TASK TO CARRY OUT:
Would you find each line in the entries below with the string "made" and copy it?
▬▬▬
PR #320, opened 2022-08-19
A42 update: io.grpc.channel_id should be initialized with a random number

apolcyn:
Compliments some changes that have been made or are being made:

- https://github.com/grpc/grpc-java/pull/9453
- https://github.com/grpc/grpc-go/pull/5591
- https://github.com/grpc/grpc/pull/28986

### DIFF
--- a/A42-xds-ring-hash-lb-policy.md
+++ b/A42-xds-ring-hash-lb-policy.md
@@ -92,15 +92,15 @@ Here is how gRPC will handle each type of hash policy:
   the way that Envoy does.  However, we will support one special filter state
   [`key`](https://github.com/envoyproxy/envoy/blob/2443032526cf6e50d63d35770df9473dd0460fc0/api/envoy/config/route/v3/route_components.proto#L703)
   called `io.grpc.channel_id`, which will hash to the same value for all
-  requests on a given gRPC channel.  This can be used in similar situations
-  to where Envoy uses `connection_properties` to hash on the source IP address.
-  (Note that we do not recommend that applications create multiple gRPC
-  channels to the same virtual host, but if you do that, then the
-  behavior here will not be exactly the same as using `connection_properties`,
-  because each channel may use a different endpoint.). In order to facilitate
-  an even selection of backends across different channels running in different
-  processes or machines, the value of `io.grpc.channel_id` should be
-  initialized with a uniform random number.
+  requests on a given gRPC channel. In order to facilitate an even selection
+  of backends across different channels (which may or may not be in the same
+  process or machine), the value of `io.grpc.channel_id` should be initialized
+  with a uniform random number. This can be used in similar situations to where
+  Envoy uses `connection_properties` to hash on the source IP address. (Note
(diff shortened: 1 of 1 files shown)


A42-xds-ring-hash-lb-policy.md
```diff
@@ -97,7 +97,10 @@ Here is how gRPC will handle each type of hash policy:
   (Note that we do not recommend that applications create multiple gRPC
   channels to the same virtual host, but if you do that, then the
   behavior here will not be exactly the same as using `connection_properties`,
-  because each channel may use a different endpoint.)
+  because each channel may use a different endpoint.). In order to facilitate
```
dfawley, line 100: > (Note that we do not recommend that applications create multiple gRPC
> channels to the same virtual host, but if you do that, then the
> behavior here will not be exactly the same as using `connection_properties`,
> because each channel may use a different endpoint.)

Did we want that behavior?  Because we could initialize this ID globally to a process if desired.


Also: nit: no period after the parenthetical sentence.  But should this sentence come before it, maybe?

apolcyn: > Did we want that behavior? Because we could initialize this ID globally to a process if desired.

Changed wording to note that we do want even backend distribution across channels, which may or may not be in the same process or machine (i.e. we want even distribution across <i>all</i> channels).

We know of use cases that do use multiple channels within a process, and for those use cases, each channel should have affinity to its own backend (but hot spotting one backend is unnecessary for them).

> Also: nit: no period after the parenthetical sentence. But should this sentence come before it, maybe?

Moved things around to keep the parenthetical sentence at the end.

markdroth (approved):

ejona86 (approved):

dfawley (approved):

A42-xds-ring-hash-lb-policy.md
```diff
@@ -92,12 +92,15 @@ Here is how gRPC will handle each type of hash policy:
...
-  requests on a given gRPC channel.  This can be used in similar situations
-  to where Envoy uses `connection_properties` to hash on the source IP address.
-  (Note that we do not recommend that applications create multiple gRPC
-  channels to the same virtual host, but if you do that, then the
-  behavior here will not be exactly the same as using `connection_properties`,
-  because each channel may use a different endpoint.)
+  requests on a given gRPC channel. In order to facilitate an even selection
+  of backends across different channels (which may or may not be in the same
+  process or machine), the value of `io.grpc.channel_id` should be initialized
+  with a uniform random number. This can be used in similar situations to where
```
▬▬▬
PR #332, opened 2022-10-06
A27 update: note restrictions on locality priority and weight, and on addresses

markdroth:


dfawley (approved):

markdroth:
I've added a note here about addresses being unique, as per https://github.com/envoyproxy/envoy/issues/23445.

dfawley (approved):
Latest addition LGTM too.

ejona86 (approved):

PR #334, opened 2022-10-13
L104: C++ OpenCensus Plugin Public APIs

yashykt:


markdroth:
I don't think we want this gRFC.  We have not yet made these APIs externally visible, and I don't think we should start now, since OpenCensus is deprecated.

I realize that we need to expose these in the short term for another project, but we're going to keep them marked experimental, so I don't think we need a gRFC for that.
▬▬▬
SOLUTION TO THE EXERCISE:
Compliments some changes that have been made or are being made:
I don't think we want this gRFC.  We have not yet made these APIs externally visible, and I don't think we should start now, since OpenCensus is deprecated.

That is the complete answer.